Work order:
Your answer should hold all lines of the entries that include the word "onClick".

Source data:
────────────────

PR #2558, opened 2018-01-18
SpeedDial: search

ghost:

### DIFF
--- a/src/lib/data/html/speeddial.html
+++ b/src/lib/data/html/speeddial.html
@@ -321,14 +321,6 @@ div.entry:hover .edit, div.entry:hover .close, div.entry:hover .reload {
     width: 25px;
 }
 
-.sesel {
-    margin: 2px;
-    padding: 3px 0;
-    height: 45px;
-    vertical-align: middle;
-    border-bottom: 1px solid rgba(135,135,135, 1.0);
-}
-
 #ImgSelector {
     position:relative;
     z-index: 1;
@@ -561,10 +553,10 @@ input[type=checkbox] {
     outline: none;
     background: rgba(65,65,65, 1.0);
     font-weight: bolder;
-    color: rgba(236,236,236, 1.0);
+    color: rgba(118,118,118, 1.0);
 }
 
-.submit {
+#submit {
     width: 30px;
     height: 30px;
     background: url("qrc:html/search.svg") no-repeat center center;
@@ -573,9 +565,12 @@ input[type=checkbox] {
     border: 0;
     outline: none;
     float: right;
+    margin: 0;
+    outline: none;
+    box-shadow: none;
 }
 
-.submit:hover {
+#submit:hover {
     background: url("qrc:html/search_active.svg") no-repeat center center;
 }
 
@@ -609,17 +604,12 @@ $(document).keyup(function(e) {
 });
 
 function searchToggle() {
-    if ("%SEARCH-ENABLED%" == '1') {
-        external.speedDial.setsearchEnabled(false);
+    if ("%SEARCH-ENABLED%" == 'true') {
+        external.speedDial.setSearchEnabled(false);
     } else {
-        external.speedDial.setsearchEnabled(true);
+        external.speedDial.setSearchEnabled(true);
     };
     location.reload();
-}
-
-function setEngine() {
-    engine = $('#SearchEngineSel').val()
-    external.speedDial.setsearchEngine(engine);
 }
 
 function emitChanged(pages) {
@@ -645,7 +635,6 @@ function configureSpeedDial() {
     $('#BgImgToggle').is(':checked') ? $('#BgImgSel').removeAttr('disabled') : $('#BgImgSel').attr('disabled', 'disabled');
     $('#BgImgToggle').is(':checked') ? $('#BgImgSelSiz').removeAttr('disabled') : $('#BgImgSelSiz').attr('disabled', 'disabled');
     $('#SdSizeToggle').is(':checked') ? $('#SdSize').removeAttr('disabled') : $('#SdSize').attr('disabled', 'disabled');
-    $('#SearchEngineSel').val('%SEARCH-ENGINE%').attr('selected', 'selected');
     if ($('#BgImgToggle').prop('checked') != true) {
         $('#ImgSelectorMenu').css({'color' : 'rgba(0,0,0, 0.0)', 'text-shadow' : 'none'});
         $('#BgImgSel').css({'color' : 'rgba(0,0,0, 0.0)', 'text-shadow' : 'none'});
@@ -934,7 +923,6 @@ function saveSettings() {
     external.speedDial.setPagesInRow(MAX_PAGES_ROW);
     external.speedDial.setSdSize(DIAL_WIDTH);
     external.speedDial.setSdCentered(SD_CENTER);
-    setEngine();
     alignPage();
     $('#fadeOverlay2').fadeOut('slow');
     location.reload();
@@ -1007,10 +995,10 @@ function disableCentering() {
 <div class="SearchBar" id="SearchBar">
     <div class="SearchBar" id="SearchBarToggle" onClick="searchToggle()">
     </div>
-        <form id="SearchForm" action="" method="GET">
-            <input id="SearchInput" name="">
-            <input class="submit" type="submit" value="">
-        </form>
+        <div id="SearchForm">
+            <input id="SearchInput" name="" value="%SEARCH-HINT%" onfocus="searchFocus()" onfocusout="searchRelease()">
+            <input id="submit" type="button" value="" onClick="Search()">
+        </div>
      <div style="width: 36px"></div>
 </div>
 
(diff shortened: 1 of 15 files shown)


nowrep:
It looks good, but the configuration needs to be changed.

Either it should offer the same engines as already configured in SearchEnginesManager or just use the default search engine to not complicate things. It can't be like it is now - hardcoded engines.

src/lib/network/schemehandlers/qupzillaschemehandler.cpp
```diff
@@ -294,7 +294,7 @@ QString QupZillaSchemeReply::speeddialPage()
         dPage.replace(QLatin1String("%JQUERY-UI%"), QLatin1String("qrc:html/jquery-ui.js"));
         dPage.replace(QLatin1String("%LOADING-IMG%"), QLatin1String("qrc:html/loading.gif"));
         dPage.replace(QLatin1String("%IMG_SETTINGS%"), QLatin1String("qrc:html/configure.svg"));
-
```
nowrep: Don't remove newline here.

src/lib/plugins/speeddial.cpp
```diff
@@ -318,6 +343,13 @@ void SpeedDial::setSdSize(int count)
     m_sizeOfSpeedDials = count;
 }
 
+void SpeedDial::setsearchEnabled(bool searchenabled)
```
nowrep: `setSearchEnabled`

src/lib/data/html/speeddial.html
```diff
@@ -528,20 +608,31 @@
         $('#fadeOverlay').click();
 });
 
-function emitChanged(pages)
-{
+function searchToggle() {
+    if ("%SEARCH-ENABLED%" == '1') {
+        external.speedDial.setsearchEnabled(false);
```
nowrep: This can be just `external.speedDial.setsearchEnabled("%SEARCH-ENABLED%" == '1')`.

Actually, `%SEARCH-ENABLED%` should be bool and not string.

src/lib/network/schemehandlers/qupzillaschemehandler.cpp
```diff
@@ -331,8 +331,10 @@ QString QupZillaSchemeReply::speeddialPage()
     page.replace(QLatin1String("%IMG_BACKGROUND%"), dial->backgroundImage());
     page.replace(QLatin1String("%URL_BACKGROUND%"), dial->backgroundImageUrl());
     page.replace(QLatin1String("%B_SIZE%"), dial->backgroundImageSize());
+    page.replace(QLatin1String("%SEARCH-ENGINE%"), dial->searchEngine());
     page.replace(QLatin1String("%ROW-PAGES%"), QString::number(dial->pagesInRow()));
     page.replace(QLatin1String("%SD-SIZE%"), QString::number(dial->sdSize()));
+    page.replace(QLatin1String("%SEARCH-ENABLED%"), QString::number(dial->searchEnabled()));
```
nowrep: `QVariant(dial->searchEnabled()).toString()`

nowrep (changes requested):

src/lib/data/html/speeddial.html
Diablopc:
```
function searchToggle() {
    if ("%SEARCH-ENABLED%" == 'true') {
        external.speedDial.setSearchEnabled(false);
    } else {
        external.speedDial.setSearchEnabled(true);
    };
    location.reload();
}
```

nowrep:
The settings have to be in speed dial. Still, I'm okay with it just using default search engine and go without config.

Sorry for not being clear how the settings should be done, next time it would be great if we can discuss it eg. on IRC to prevent this kind of situation.

src/lib/data/html/speeddial.html
```diff
@@ -528,20 +603,26 @@
         $('#fadeOverlay').click();
 });
 
-function emitChanged(pages)
-{
+function searchToggle() {
+    if ("%SEARCH-ENABLED%" == 'true') {
```
nowrep: This can be just

    external.speedDial.setSearchEnabled(%SEARCH-ENABLED%);

Also, move the search enable variable to top as with all other configurable vars: `var SEARCH_ENABLED = %SEARCH-ENABLED%;`, so this line just becomes:


    external.speedDial.setSearchEnabled(SEARCH_ENABLED);

src/lib/data/html/speeddial.html
```diff
@@ -903,19 +988,68 @@
...
+    document.getElementById('quickdial').style.margin = '10px auto';
+    document.getElementById('SearchBar').style.width = '40px';
+    document.getElementById('SearchBar').style.background = 'rgba(0,0,0, 0.0)';
+    document.getElementById('sett').style.top = '4px';
+    document.getElementById('SearchBarToggle').style.background = 'url("qrc:html/search.svg") no-repeat center center, rgba(65,65,65, 0.0)';
+    document.getElementById('SearchForm').style.visibility = 'hidden';
+}
+
+function searchFocus() {
+    document.getElementById('SearchInput').style.color = 'rgba(236,236,236, 1.0)';
```
nowrep: This should be in stylesheet

src/lib/data/html/speeddial.html
```diff
@@ -903,19 +988,68 @@
...
+    document.getElementById('SearchInput').value = '';
+}
+
+function searchRelease() {
+    document.getElementById('SearchInput').style.color = 'rgba(118,118,118, 1.0)';
+    document.getElementById('SearchInput').value = "%SEARCH-HINT%";
```
nowrep: Move %SEARCH-HINT% to variables same as %SEARCH-ENABLED%.

src/lib/data/html/speeddial.html
```diff
@@ -903,19 +988,68 @@
...
+}
+
+function Search() {
+    if (document.getElementById('SearchInput').value == "%SEARCH-HINT%") {
+        value = ''
+    } else {
+        value = document.getElementById('SearchInput').value
+    }
+    var url = '%SEARCH-URL%'.replace('%s', value);
```
nowrep: You can't expose search url to JavaScript as there is also support for `POST` search engines which will not work this way.
You should just expose `search(string)` C++ function to SpeedDial, which will handle the searching.

src/lib/data/html/speeddial.html
```diff
@@ -903,19 +988,68 @@
...
+    this.location.href = url;
+}
+
+document.getElementById('SearchInput').onkeypress = function(e){
+    if (!e) e = window.event;
```
nowrep: Can this happen?

src/lib/data/html/speeddial.html
```diff
@@ -903,19 +988,68 @@
...
+    if (e.keyCode == '13')
```
nowrep: Please add comment that 13 is enter.

nowrep (changes requested):

src/lib/data/html/speeddial.html
Diablopc: It can't be `setSearchEnabled(SEARCH_ENABLED);`
but it can be `setSearchEnabled(!SEARCH_ENABLED);`, this returns value reverse to existing

Changed to:
```
function searchToggle() {
    external.speedDial.setSearchEnabled(!SEARCH_ENABLED);
    location.reload();
}
```

src/lib/data/html/speeddial.html
Diablopc: Yep, but second value need to be changed here, and i see no reason to split them to different code blocks.
There is no problem to move this to stylesheet, but why it needed?

nowrep: Because style should be separate from logic.
Also, as those functions will then be just one statement, you can delete them and move the code inline in html tag.

src/lib/data/html/speeddial.html
nowrep: Sure

src/lib/data/html/speeddial.html
Diablopc: > POST search engines 

I completely forgot about them %)
> which will not work this way.

Why not? It can be simply converted to GET request...
```
.........
    page.replace(QLatin1String("%SEARCH-POST%"), dial->searchEngine().postData);
.........
```
```
.........
var SEARCH_POST = "%SEARCH-POST%";
.........
    if (SEARCH_POST) {
        SEARCH_URL = SEARCH_URL + '?' + SEARCH_POST; 
    }
.........
```
Or as a variant we can generate  different requests depended on engine method.

nowrep: No, this is not how you make POST request from JavaScript. One way to do it is to create temporary `<form>` and accept it.

In any case, that logic is already implemented and tested on C++ side so there is no reason to duplicate it in speed dial.

Diablopc:
> The settings have to be in speed dial. 

I see no reason to return them to SD.
In the current state all search settings are displayed in one place
> Still, I'm okay with it just using default search engine and go without config.

But while use just default search engine we can't make triple search available(
and additional search bar in SD have no reason

> next time it would be great if we can discuss it eg. on IRC to prevent this kind of situation.

Hah, yea. Great idea for future))

nowrep:
All speed dial options are configurable from inside speed dial, so this will not be an exception.

If you really want to use multiple search engines, you have search bar that lets you switch engines quickly with up/down keys. This is really not a reason for adding it to speed dial.

Also this use case has another flaw as if you open new tab with speed dial, you will get locationbar automatically focused so in order to switch to speed dial search bar you either need to either click on the search bad with mouse or (if the stars align) press <kbd>TAB</tbd>.

So if you really want to have it configurable, it needs to be configurable form speed dial page. That means you need to expose available search engines from C++ to Speed Dial and make the search from C++ too (this is needed even if it is not configurable).

nowrep:
If this is still relevant, please submit the patch to Falkon.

────────────────

Written answer:
     <div class="SearchBar" id="SearchBarToggle" onClick="searchToggle()">
+            <input id="submit" type="button" value="" onClick="Search()">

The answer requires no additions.